The thing I find most irritating, however, is the mechanistic point-of-view taken by the author. I am a trained scientist and mathematician, but I found all these discussions of the impact of different kinds of reading on various brain regions to be unconvincing. Of course, the brain is the primary organ impacted by the experience of stories, but if our experience could be explained entirely by brain science, everyone would have the same reactions to the same reading. And every chapter takes us down this dead-end road.
Every generation seems to take on a new view of how to interpret literature. In our scientific age, I suppose this brain-centered approach shouldn’t be surprising. And, to be fair, I think every type of criticism can add something to our bank of knowledge. That said, I feel this approach, though not without some appeal, is quite limited.
This book is beautifully written, which is a refreshing surprise given the complexity of the subject matter.
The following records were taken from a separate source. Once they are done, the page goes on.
PR #10325, opened 2023-12-15
feat(sdk): add local execution output collection #localexecution

connor-mccarthy:
Adds the code that collects and surfaces the outputs from locally executed tasks on the `task.output` and `task.outputs['<key>']`.

This constitutes E2E local execution for the subprocess task handler. For this reason, we also now include E2E tests.

Forthcoming PRs will add the container task handler, logging, and a few more changes.

**Checklist:**

### DIFF
--- a/sdk/python/kfp/dsl/types/artifact_types.py
+++ b/sdk/python/kfp/dsl/types/artifact_types.py
@@ -89,7 +89,8 @@ class Artifact:
             return _MINIO_LOCAL_MOUNT_PREFIX + self.uri[len('minio://'):]
         elif self.uri.startswith('s3://'):
             return _S3_LOCAL_MOUNT_PREFIX + self.uri[len('s3://'):]
-        return None
+        # uri == path for local execution
+        return self.uri
 
     def _set_path(self, path: str) -> None:
         self.uri = convert_local_path_to_remote_path(path)
--- a/sdk/python/kfp/local/e2e_test.py
+++ b/sdk/python/kfp/local/e2e_test.py
@@ -1,0 +1,382 @@
+# Copyright 2023 The Kubeflow Authors
+#
+# Licensed under the Apache License, Version 2.0 (the "License");
+# you may not use this file except in compliance with the License.
+# You may obtain a copy of the License at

Each chapter comes with loads of information delivered articulately and in a beginner-friendly manner. As a writer, this has changed the way I approach the pen and paper.
However, I did find one small problem. Pages 371-386 are missing from the book. I never thought to check it until I got that deep into the book, and by that time the return window had closed on my order. I am writing this review in the hope that Amazon will reach out to me and attempt to reconcile the issue somehow.
If you do order this book (And I highly recommend you do), I hope that yours has all the pages. Also, buy it from a local bookstore if you're able. It'll be better for everyone, and you'll likely be able to return it if pages 371-386 are missing.
Fletcher guides us through a roughly chronological tour of western literature, showing us how authors invented (sometimes unwittingly because innovation often happens like that) ways to make us feel or think or act as social humans. Grounded in neuroscience, dedicated to engaging our wonder and sense of fun, this is a literature major's dream.
The book is formulaic - like an algebraic expression. You can enjoy the text by reading it as you would a typical didactic manuscript. But if you want to USE Wonderworks - study it as if it is a mental training manual for writers - because that's exactly what it is.
I found this book really engaging. It's not only a great tour of literature, it views fiction through the lens of innovation, examining for example stream of consciousness writing and how it fits into a broader picture of psychology and even neuroscience. The book itself is an innovation, and well worth the read. Highly recommended.
All those books I had to read in high school, college, and grad school you'll understand WHY those books/stories/essays were require. If you're an English major, teacher or just an aficionado, this book is one to be on your shelves for you and generations to come.
Conceptual models for effective writing fiction, exposition, theatre scripts, sales and propaganda pitches. Current models of neurological functions in brain cited convincingly though with a bit too much breathless introduction. Interesting read as is. Would be more digestible with organization of the many topics into an overall schema ; perhaps on the notion of effective suasion.